I'd like bigger GPUs. A trillion parameter model at 16 bits needs 2000gb+ for in...

mcbuilder · on June 6, 2023

TBH this is what all ML researcher / engineers have wanted for the past 10 years.

0cf8612b2e1e · on June 6, 2023

My question on the very slow growth of available memory: are there technical reasons they cannot trivially build a card with 100GB of RAM (even with lower performance) or has it been a business decision to milk the market for every penny?

Dylan16807 · on June 6, 2023

High speed I/O pins cost a lot, and GDDR generally has 32 data pins per chip and no way to attach multiple chips to the same pins. So 256 bits and 16GB is hard to exceed by much on that tech. The high end is 384 bits and 24GB.

There is a mode to attach 16 data pins to each GDDR chip, so with some extra effort you could probably double that to 48GB. Or at least 32GB. Maybe this is a valid niche, or maybe there isn't enough demand.

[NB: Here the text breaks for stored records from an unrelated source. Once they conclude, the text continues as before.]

PR #5453, opened 2026-09-07
Config changed in core modular

### LINKED ISSUE #5414: core-modular: configChanged() does not propagate events to open modals
## Summary

When `Luigi.configChanged()` is called while a modal is open, core-modular does not send any lifecycle events to the modal MFE. In Luigi Core, the modal correctly receives events depending on the `routing.showModalPathInUrl` setting.

### With `routing.showModalPathInUrl: true`

Calling `Luigi.configChanged()` with a modal open:
- **Main area** MFE → `addContextUpdateListener` fires ("Luigi Client context updated")
- **Modal** MFE → `addInitListener` fires ("Luigi Client initialized")
  - The modal is closed and re-opened from the URL, creating a new iframe

How it works: `configChanged()` → `handleRouteChange(configChangedInitiated=true)` → `handleBookmarkableModalPath(true)` → reads modal path from URL → `openAsModal(_reuseIframeOpener=true)` → `resetMicrofrontendModalData()` + `openViewInModal()`

### With `routing.showModalPathInUrl: false`

Calling `Luigi.configChanged()` with a modal open:
- **Main area** MFE → `addContextUpdateListener` fires ("Luigi Client context updated")
- **Modal** MFE → `addContextUpdateListener` fires ("Luigi Client context updated")
  - The modal stays open and receives a context update (same as main area)

## Core-modular behavior (current)

Regardless of `showModalPathInUrl` setting:
- **Main area** MFE → `addContextUpdateListener` fires ✓
- **Modal** MFE → **nothing** — no events received ✗

The `_ui.update()` method re-renders navigation and calls `updateMainContent` for the content area iframe, but does not propagate context updates to modal iframes and does not handle the bookmarkable modal path.

## Expected behavior

1. **`showModalPathInUrl: true`**: On `configChanged()`, close and re-open modal from URL → modal MFE receives `addInitListener`
2. **`showModalPathInUrl: false`**: On `configChanged()`, send context update to modal iframe → modal MFE receives `addContextUpdateListener`

## Affected e2e tests

- `test-context-update-listener.cy.js` — "Context in modal" test is skipped until this is resolved
- Original luigirepo test: `cypress/e2e/tests/microfrontends.cy.js` → "Context Update Listener test" → "Context in modal"

## References

- Core: `core/src/App.svelte` line 366-372 (configChanged triggers handleRouteChange)
- Core: `core/src/services/routing.js` lines 524-537 (handleBookmarkableModalPath)
- Core: `core/src/App.svelte` line 1462-1466 (_reuseIframeOpener logic)

walmazacn:
**Description**

- improves events for config changed in core modular

**Related issue(s)**

Resolves #5414


core-modular/src/modules/ui-module.ts
```diff
@@ -171,6 +171,37 @@ const setWebcomponentCreationInterceptor = (
...
+  luigi: Luigi
+): Promise<void> => {
+  const showModalPathInUrl = luigi.getConfigValue('routing.showModalPathInUrl');
+
+  if (showModalPathInUrl) {
+    const modalService = serviceRegistry.get(ModalService);
+    const routingService = serviceRegistry.get(RoutingService);
+    const routeInfo = RoutingHelpers.getCurrentPath(luigi, true, true);
+
+    await modalService.closeModalsWithDirtyCheck();
```
JohannesDoberer, line 186: Dirty-check result is ignored
```
await modalService.closeModalsWithDirtyCheck();
await routingService.handleBookmarkableModalPath(routeInfo);
```
The return value of `closeModalsWithDirtyCheck()` is discarded. When the modal has unsaved changes, this method awaits the unsaved-changes dialog and returns false if the user cancels — in that case closeModals() is skipped and the modal deliberately stays open (modal.service.ts:101-114).

Since we don't check the result, execution continues into `handleBookmarkableModalPath` regardless. Because the container is still in the DOM (close was aborted), it takes the `if (modalContainer)` branch and calls `updateModalSettings(...)` on it — so the modal the user just chose to keep still receives a settings update on configChanged(). The user's "cancel" is effectively bypassed.

`handleRouteChange` already respects this contract `(if (!closed) return);` this path should do the same, e.g. bail out early when the dirty check reports the modal wasn't closed.

core-modular/src/modules/ui-module.ts
```diff
@@ -171,6 +171,37 @@ const setWebcomponentCreationInterceptor = (
...
+  withoutSync: boolean,
+  luigi: Luigi
+): Promise<void> => {
+  const showModalPathInUrl = luigi.getConfigValue('routing.showModalPathInUrl');
+
+  if (showModalPathInUrl) {
+    const modalService = serviceRegistry.get(ModalService);
+    const routingService = serviceRegistry.get(RoutingService);
+    const routeInfo = RoutingHelpers.getCurrentPath(luigi, true, true);
+
```
JohannesDoberer, line 185: Double dirty-check when the modal was navigated away. When there's no modalPath in the URL, we close once here, then handleBookmarkableModalPath hits its own if (!modalPath) branch and calls closeModalsWithDirtyCheck() again. Harmless on an already-closed modal, but it can trigger the dirty prompt twice.

JohannesDoberer (changes requested):
See comments

core-modular/src/modules/ui-module.ts
```diff
@@ -171,6 +171,39 @@ const setWebcomponentCreationInterceptor = (
...
+  context: Record<string, any>,
+  withoutSync: boolean,
+  luigi: Luigi
+): Promise<void> => {
+  const showModalPathInUrl = luigi.getConfigValue('routing.showModalPathInUrl');
+
+  if (showModalPathInUrl) {
+    const modalService = serviceRegistry.get(ModalService);
+    const routingService = serviceRegistry.get(RoutingService);
+    const routeInfo = RoutingHelpers.getCurrentPath(luigi, true, true);
```
JohannesDoberer: Given scenario:
```
useHashRouting: false,
showModalPathInUrl: true
```
- Open a modal
- call `Luigi.configChanged()`

Result: url still have modal data but modal does not reopen.
Reason is probably hard coded hashRouting:true as parameter

JohannesDoberer (changes requested):
When I open a drawer and call `Luigi.configChanged()` only the main area and not the mf in the drawer gets un updated context.
In addition for userSettings custom mf's the contextupdate does not work.

Don't know if this should fixed also here or in a follow-up isse

core-modular/src/modules/ui-module.ts
```diff
@@ -410,6 +447,7 @@ export const UIModule = {
             viewGroupContainer.updateViewUrl(resolvedViewUrl);
           } else {
             viewGroupContainer.updateContext(currentNode.context || {}, { withoutSync: !!withoutSync });
+            handleDialogContainers(currentNode.context || {}, !!withoutSync, luigi);
```
JohannesDoberer, line 450: handleDialogContainers is async but here is no wait or .catch()

core-modular/src/modules/ui-module.ts
```diff
@@ -423,6 +461,7 @@ export const UIModule = {
         } else {
           if (!preventContextUpdate && currentContainer) {
             currentContainer.updateContext(currentNode.context || {}, { withoutSync });
+            handleDialogContainers(currentNode.context || {}, !!withoutSync, luigi);
```
JohannesDoberer, line 464: handleDialogContainers is async but here is no wait or .catch()

core-modular/src/modules/ui-module.ts
```diff
@@ -171,6 +171,44 @@ const setWebcomponentCreationInterceptor = (
   }
 };
 
+const handleDialogContainers = async (
```
JohannesDoberer, line 174: unit test for this fn would be good

JohannesDoberer (changes requested):
With my last comment I was to general due to userSettingsDialog.
userSettings dialog gets also a context update but only userSettingsData.

Please check and compare always with core.

Another scenario:
showModalPathInUrl: false

- open a modal
- make this mf dirty (LuigiClient.uxManager().setDirtyStatus(true))
- call Luigi.configChanged

In core I'm getting a dirty check confirmation modal in core-modular not

JohannesDoberer (approved):
LGTM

The alternative to this is HBM, which can stack up big amounts, but it's a lot more expensive.

Baeocystin · on June 6, 2023

I don't disagree with Dylan, but I'm more than willing to bet that the only reason Nvidia's cards (and that's who we're talking about. CUDA is a hell of a moat.) are RAM-starved is that they haven't felt the pressure to do otherwise. AMD has an institutional aversion towards good software. Intel isn't even an also-ran, yet.

Apple and their unified memory architecture may be the prod needed to get larger levels of RAM available to single cards solutions. We'll see.

shaklee3 · on June 7, 2023

Nvidia has had unified memory for more than 6 years. This chip is just a faster interconnect for it.